>Better advice comes from things people actually did.
What happens when it takes quite a bit more focused effort to do something like not be on "social" media than it does to idle along with the mainstream?
The line is pretty blurry to begin with, and can be a moving target making it hard to know for sure whether you are doing, not doing, or being done :)
For example, Gil Amelio—former CEO of Apple—once expressed that he wanted to be reborn as a woman owning/working a vineyard in Southern France. That was so specific and interesting, I still remember it.
Wishing you used social media less doesn't exactly spark the imagination.
BTW: Yes, I know he's still alive :)
I still go around quoting: No one at their deathbed says "Man, I wish I had spent more time at the office!"
On the flip side, I've noticed the older one is, the longer their list is of "things that don't matter." (e.g. Don't focus so much on wealth, career, etc). It was years before I realized that I've encountered very old people who say "None of it matters", and that perhaps they are not giving sage advice, but are merely changing preferences as they age.
May we all get to enjoy those final moments free of the need to perform on stage and express those things we truly wish to pass on to those will hear them.
HN discussed that a few months ago and the most upvoted commenter happened to have a terminal illness and disagreed with some of it. https://news.ycombinator.com/item?id=43944467
He recently passed away a few months ago in August 2025. That's one of the few HN threads I bookmarked because he had a contrarian opinion that I agreed with.
Of course nowadays we have memes to help us completely avoid thinking at all. Ask someone what is best in life, and see how far you get!
Only rarely does one get a considered response. That would be a response that
1) Acknowledges existing thought on the issue. "Socrates mentions regret..." "The mongols thought the open steppe was very important for the good life"
2) Adds personal experience. This can be totally banal, since we don't all live exceptional lives. "I met a girl at the bakery in 1975..." But being banal doesn't mean you can't use the experience to reflect on what regrets actually are, and whether you agree with some POV.
With someone on their deathbed I guess it can be a bit jarring to subject them to the full Oxford tutorial grilling, so I can understand why it can end up being a bit bland.
There is no moment in our lives where we can be trusted to think deeply and express a hard to hear honest thought, and those people that do it often when talking about others are just mean and unlikeable.
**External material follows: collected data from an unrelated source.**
PR #522, opened 2021-08-16
Remove globally disabled `pylint` messages

### LINKED ISSUE #469: Remove global `pylint` ignores
**Is your issue related to a problem? Please describe.**
Several subpackages (e.g. `diffeq`, `statespace`, `linops`) did already resolve all individual pylint ignores on the package level.
However, since we also have many of these ignores are also defined globally in our `pyproject.toml` file, new pylint errors emerged in the meantime.

**Describe the solution you'd like.**
- [x] Discuss which ignores should be retained long-term (in discussion #470)
- [x] Move all other ignores from `pyproject.toml` into `tox.ini`
- [x] Reformat `pyproject.toml` ignores (see example below) and add a short comment for each ignore which gives a reason why this is ignored
- [x] Refactor the script `.github/workflows/pylint_check.py` in the CI

**Sample `pyproject.toml` format**
```
[tool.pylint.messages_control]
disable = [
    # Exceptions suggested by Black:
    # https://github.com/psf/black/blob/7f75fe3669ebf0627b1b0476a6d02047e909b959/docs/compatible_configs.md#black-compatible-configurations
    "bad-continuation",
    "bad-whitespace",
    # Sometimes we want to use "mathematical notation" to name variables, e.g. `A` for matrices
    "invalid-name",
]
```

**Additional context**
I believe that we added these ignores globally in order to keep our local pylint runs from complaining too much when just calling `pylint src/`.

marvinpfoertner:
# In a Nutshell
This PR removes most globally disabled `pylint` messages.

# Detailed Description
When we introduced `pylint` for linting, we decided to disable different messages on a package level via `tox.ini` in order to be able to use `pylint` in our CI pipeline while keeping the flexibility to improve one package at a time. However, we noticed that this way we lacked a "global" run linting the package as a whole. Consequently, we decided to disable the union of all disabled messages to the global `pylint` configuration to be able to run `pylint` locally.
Unfortunately, this caused the CI to accept code that will not be accepted by our long-term `pylint` config, even if the message was removed from the per-package disable list.  
This PR

- removes all globally disabled `pylint` messages from `pyproject.toml` except the ones which we decided to keep long-term,
- disables these messages again on a per-package basis in `tox.ini`,
- reformats and documents the `pylint` configuration in `pyproject.toml`,
- adds an additional "global" `pylint` pass to `tox.ini`, and
- refactors the `pylint_check.py` script from the CI to ensure that the messages disabled in the global linting pass are exactly the union of the messages disabled in the per-module linting passes.

# Related Issues
Closes #469.


.github/workflows/pylint_check.py
```diff
@@ -1,85 +1,48 @@
...
+       it from the global linting pass in `tox.ini` such that pylint runs in the
+       strictest configuration possible.
+    2. You decided to disable a message in the global linting pass in `./tox.ini`..
+       In this case either add it to the list of messages that should be disabled in the
+       long term (`pyproject.toml`) or add it to the `GLOBAL_DISABLES` variable in this
+       python script (`./github/workflows/pylint_check.py`) if the message should only
+       be disabled in the short term.
     If you are not sure what exactly you are supposed to do, or if you think that this
-    message is wrong please feel free to ping @nathanaelbosch.
+    message is wrong please feel free to ping @marvinpfoertner or @nathanaelbosch.
```
pnkraemer, line 40: Thanks for adding this. Purely out of curiosity: how well do you think these "ping XYZ" error messages will age?

pyproject.toml
```diff
@@ -37,69 +37,44 @@ exclude = '''
...
+    "bad-continuation",
+    "bad-whitespace",
+    # We allow TODO comments in the following format: `# TODO (#[ISSUE NUMBER]): This needs to be done.`
+    "fixme",
+    # We want to use "mathematical notation" to name some of our variables, e.g. `A` for matrices
+    "invalid-name",
+    # In functions/methods which are part of the public API, we often change the type of argument variables when normalizing inputs for internal processing,
+    # e.g. we might use `pn.utils.as_numpy_scalar` to cast a `float` into a `np.double` or a `np.ndarray` into a `RandomVariable` by using `pn.randvars.asrandvar`.
+    "redefined-variable-type",
+    # Many more `disable`s are defined in `./tox.ini` on a per-module basis!
```
pnkraemer, line 54: [minor] would this be something that is removed once the last per-module is removed?

pyproject.toml
```diff
@@ -37,69 +37,44 @@ exclude = '''
...
+    "numpy",
+]
+load-plugins = [
+    "pylint.extensions.docstyle",
+    "pylint.extensions.mccabe",
+    "pylint.extensions.redefined_variable_type",
+    "pylint.extensions.overlapping_exceptions",
+    # Extensions that might be of interest in the future:
+    # "pylint.extensions.check_elif",
+    # "pylint.extensions.docparams",
```
pnkraemer, line 71: [minor] now that these lines are touched anyway, is this well-placed here? Would it be better as an issue/discussion instead?

tox.ini
```diff
@@ -41,37 +40,41 @@ commands = isort --profile black --check --diff .
 description = Code formatting with Black and isort (and possibly other tools in the future)
 basepython = python3
 deps =
-          {[testenv:black]deps}
-          {[testenv:isort]deps}
```
pnkraemer, line 45: are these indentation issues on purpose or the result of some kind of autoformatter?

tox.ini
```diff
@@ -41,37 +40,41 @@ commands = isort --profile black --check --diff .
...
+    pylint src/probnum/randvars --disable="too-many-arguments,too-many-locals,too-many-branches,too-few-public-methods,protected-access,unused-argument,no-else-return,duplicate-code,line-too-long,missing-function-docstring" --jobs=0
+    pylint src/probnum/utils --disable="no-else-return,line-too-long" --jobs=0
+    # Benchmark and Test Code Linting Pass
+    # pylint benchmarks --disable="unused-argument,attribute-defined-outside-init,missing-function-docstring" --jobs=0 # not a work in progress, but final
+    pylint benchmarks --disable="unused-argument,attribute-defined-outside-init,no-else-return,no-self-use,consider-using-from-import,line-too-long,missing-module-docstring,missing-class-docstring,missing-function-docstring" --jobs=0
+    pylint tests --disable="arguments-differ,redefined-outer-name,too-many-instance-attributes,too-many-arguments,too-many-locals,too-few-public-methods,protected-access,unnecessary-pass,unused-variable,unused-argument,unused-private-member,attribute-defined-outside-init,no-else-return,no-self-use,consider-using-from-import,duplicate-code,line-too-long,missing-module-docstring,missing-class-docstring,missing-function-docstring" --jobs=0
```
pnkraemer, line 80: holy shit :D are these all previous global ignores, just merged here? Or have you checked whether some of these are necessary? (I think moving is enough for this PR, but was curious).

pnkraemer (approved):
Thanks for taking care of this! I left a bunch of comments, all of which are mostly out of curiosity. I think the changes are fine already. :)

.github/workflows/pylint_check.py
marvinpfoertner: Good point, I guess we can take this line out and have people open an issue

pyproject.toml
marvinpfoertner: Yes. To be honest, I don't think this line is particularly well-placed here anymore. I'll remove it.

pyproject.toml
marvinpfoertner: I'll just enable the plugins and disable their messages per-package.
That way we can resolve them like any other message.

tox.ini
marvinpfoertner: They're on purpose. The file's indentation was sort of messed up (a combination of 4 and 5 space indents and tabs) so I went ahead and changed it.

tox.ini
marvinpfoertner: I manually checked all of them so this should be the minimal list for each package

.github/workflows/pylint_check.py
nathanaelbosch: I completely agree, people should open issues instead of pinging people (or ping them in the new opened issue) :+1:

pyproject.toml
nathanaelbosch: Is it already clear that we want those enabled? Depending on that I agree that you could just enable them, or we might need a discussion on what we actually want to enforce.

tox.ini
```diff
@@ -41,37 +40,41 @@ commands = isort --profile black --check --diff .
...
+    pylint src/probnum/problems --disable="too-many-arguments,too-many-locals,unused-variable,unused-argument,consider-using-from-import,duplicate-code,line-too-long,missing-module-docstring,missing-function-docstring" --jobs=0
+    pylint src/probnum/quad --disable="function-redefined,too-many-arguments,line-too-long,missing-module-docstring,missing-function-docstring" --jobs=0
+    pylint src/probnum/randprocs --disable="arguments-differ,arguments-renamed,too-many-instance-attributes,too-many-arguments,too-many-locals,protected-access,unused-argument,no-else-return,duplicate-code,line-too-long,missing-module-docstring,missing-function-docstring" --jobs=0
+    pylint src/probnum/randvars --disable="too-many-arguments,too-many-locals,too-many-branches,too-few-public-methods,protected-access,unused-argument,no-else-return,duplicate-code,line-too-long,missing-function-docstring" --jobs=0
+    pylint src/probnum/utils --disable="no-else-return,line-too-long" --jobs=0
+    # Benchmark and Test Code Linting Pass
+    # pylint benchmarks --disable="unused-argument,attribute-defined-outside-init,missing-function-docstring" --jobs=0 # not a work in progress, but final
```
nathanaelbosch, line 78: Is this comment supposed to indicate what the final pylint exceptions should be?

nathanaelbosch (approved):

pyproject.toml
marvinpfoertner: We certainly want `docparams` enabled and `check_elif` is also a good idea. I'll enable it for now and we can take it out if it causes trouble in the future. Is this fine @pnkraemer @nathanaelbosch?

tox.ini
marvinpfoertner: Yes

marvinpfoertner:
@pnkraemer @nathanaelbosch I incorporated your review comments.
If you're fine with the changes, please go ahead and merge.
I can't, since test coverage did not increase.

pyproject.toml
pnkraemer: For me this is fine. docparams will detect changes that one often forgets when refactoring (at least I do...). check_elif seems okay to me as well

PR #524, opened 2021-08-30
PEP517 compliant build and version number from file

marvinpfoertner:
# In a Nutshell
This PR makes the ProbNum build PEP517 compliant.
Moreover, we now read the `__version__` number in `__init__.py` from a `_version.py` file generated by `setuptools_scm` at build time.

# Detailed Description
See above

# Related Issues
None


JonathanWenger (approved):
Thanks for taking care of this!

PR #532, opened 2021-09-08
Scale the ODE filter error estimate with the current step size

nathanaelbosch:
# In a Nutshell
To solve stiff ODEs, the local error estimate needs to be scaled with the step size.

# Detailed Description
I found that the current version of the EK1 was not able to solve the stiff Van-der-Pol problem as formulated here:
https://diffeq.sciml.ai/stable/types/ode_types/#DiffEqProblemLibrary.ODEProblemLibrary.prob_ode_vanstiff.
With this PR, solving this problem becomes possible.

Maybe I should add a test that makes sure that this capability is not lost in the future, e.g. solving VdP on a very small time span. But I first need to find such a setting that does not take too much time to solve, while also being a problem that did not work before, but does now. I'm open for suggestions and edits of this PR :)


nathanaelbosch:
Thie problem I tried to solve here does not seem to exist, therefore I'm closing this for now.

PR #534, opened 2021-09-14
linops quickstart

mmahsereci:
# In a Nutshell
New linear operators quickstart.

# Detailed Description
content
- creation with `Matrix` from Numpy arrays and scipy sparse matrices
- matrix-free definition
- linops arithmetics
- brushes on compatibility with randvars

not included (should go in other tutorials)
- Kronecker operators
- lazy evaluation and context manager
- a very high dim example 

# Related Issues
Closes #...


docs/source/tutorials/linops/linear_operators_quickstart.ipynb
```diff
@@ -0,0 +1,622 @@
+{
```
JonathanWenger, line 1: <p>finite-dimensional [operator / vector space] instead of "finite". Just finite has a (potentially) different meaning in both contexts, namely finite-rank and finite cardinality (see e.g. https://en.wikipedia.org/wiki/Examples_of_vector_spaces#Finite_vector_spaces).</p>
<br/>

 _Reply via <a href='https://app.reviewnb.com/probabilistic-numerics/probnum/pull/534/discussion/'>ReviewNB</a>_ <div id='ReviewNBCommentContext-DoNotDelete' style='display:none' data-state='OPEN' data-cellIndex='2'/>

JonathanWenger, line 1: <p>are built from their ...</p>
<br/>

 _Reply via <a href='https://app.reviewnb.com/probabilistic-numerics/probnum/pull/534/discussion/'>ReviewNB</a>_ <div id='ReviewNBCommentContext-DoNotDelete' style='display:none' data-state='OPEN' data-cellIndex='12'/>

JonathanWenger, line 1: <p>Maybe make more clear the memory requirement benefit:</p><p> </p><p>"This is an implicit definition that does not require the storage of the $n^2$ entries of the matrix form of $A$...</p>
<br/>

 _Reply via <a href='https://app.reviewnb.com/probabilistic-numerics/probnum/pull/534/discussion/'>ReviewNB</a>_ <div id='ReviewNBCommentContext-DoNotDelete' style='display:none' data-state='OPEN' data-cellIndex='18'/>

JonathanWenger (approved):
Thanks for taking the time to write the quickstart. I have only one general comment:

I slightly missed that linear operators are not only about memory efficiency (since dense matrices are not stored), but also about efficient matrix-vector products. Namely, that the implicit definition via `matvec` may be much faster than the naive O(n^2). I think one or two sentences to that effect would drive home the point in the tutorial.

docs/source/tutorials/linops/linear_operators_quickstart.ipynb
mmahsereci: <p>done</p>

mmahsereci: <p>I think we need a relative clause here, don't we? </p>

mmahsereci: <p>changed</p>

mmahsereci:
That's a good point. Is there a word for it? Can we call them "compute-efficient"?

docs/source/tutorials/linops/linear_operators_quickstart.ipynb
JonathanWenger: <p>Correct, but the sentence is in passive, which is why the past tense is used, i.e. "built". See also https://www.linguee.com/english-german/translation/houses+are+built.html</p>

JonathanWenger:
> That's a good point. Is there a word for it? Can we call them "compute-efficient"?

Sure. Or just "computed efficiently" or something like that? Really it's about memory *and* time.

docs/source/tutorials/linops/linear_operators_quickstart.ipynb
mmahsereci: ah, I thought you wanted me to skip the word "that" :bulb: . corrected.

mmahsereci:
yeah, was looking for a catchy word for the sub-section titles so that the message is not lost between the lines. I'll come  up with something.

mmahsereci:
The text is adjusted now and incorporates info about efficient matrix-vector products. Could you give me another quick thumbs-up if I can leave it at that @JonathanWenger ?

PR #544, opened 2021-10-18
Improved documentation for ODE examples

JonathanWenger:
# In a Nutshell
Documentation for the ODE examples did not always correspond to the parameter choices made in the implementation. This was corrected in this PR with some additional improvements.

# Detailed Description
- changed documentation to match the implementation for the `lotka_volterra` and `rigid_body` IVPs
- removed default arguments from docstring if they were given as default arguments in the signature to avoid similar inconsistencies in the future.

### DIFF
--- a/setup.cfg
+++ b/setup.cfg
@@ -57,7 +57,7 @@ exclude =
 
 # Autodiff backends
 jax =
-    jax<0.2.22; platform_system!="Windows"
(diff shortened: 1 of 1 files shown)


schmidtjonathan:
Thanks a lot for fixing these! I left a question but aside from that ... 👍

I would often do general consulting while mainly helping with tech, marketing or sales... and I noticed that all of my most important advice no one would follow. It got so extreme that I would often joke that "I know my advice is good because no one ever takes it". David Maister acknowledged a similar thing in his book "Strategy and the Fat Smoker: Doing What's Obvious But Not Easy"
This article strikes a chord of course because its right in line with that thought. Deathbed regrets in that sense are kind of cheap - they knew what they were doing and did it anyway. I think the author is however missing a key feature of this genre though - those regrets are almost always things that are there, that have no deadline and are easily delayed. Spending time with family, working on hobbies or creative pursuits, and so on. What the regretters are failing to attribute is their lack of discipline... and that there is a valuable take away. The genre could really be just a derivative of: "I wish I had been more disciplined in my life"
reactordev•1h ago
Not discounting it. There’s comfort in knowing you aren’t alone or the only one to make mistakes, we all do. What’s healthy is realizing it was a mistake, know what you did that caused it, learn from it, and not have it happen again due to a change of behavior. In work, and in life.
Also, life is short, forgiveness is hard, time goes by faster than you think.